+++ Input records +++

PR #2176, opened 2021-04-13
Stable track order for Frame Tracks

karupayun:
This PR makes the track order stable after adding and removing FrameTracks.
They are always sorted now by function_id (the user is able to modify it
later). This implied a change from hash map to a regular map.

Frame Track now are inserted just after the last track which should be
before them (the scheduler itself or a FrameTrack with lower function_id).

Also we rename a method (UpdateVisibleTrackList) and we replace some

+++

#### What is being asked:
The lines above that include "This" should each be listed.

#### Reply to the task:
This PR makes the track order stable after adding and removing FrameTracks.
later). This implied a change from hash map to a regular map.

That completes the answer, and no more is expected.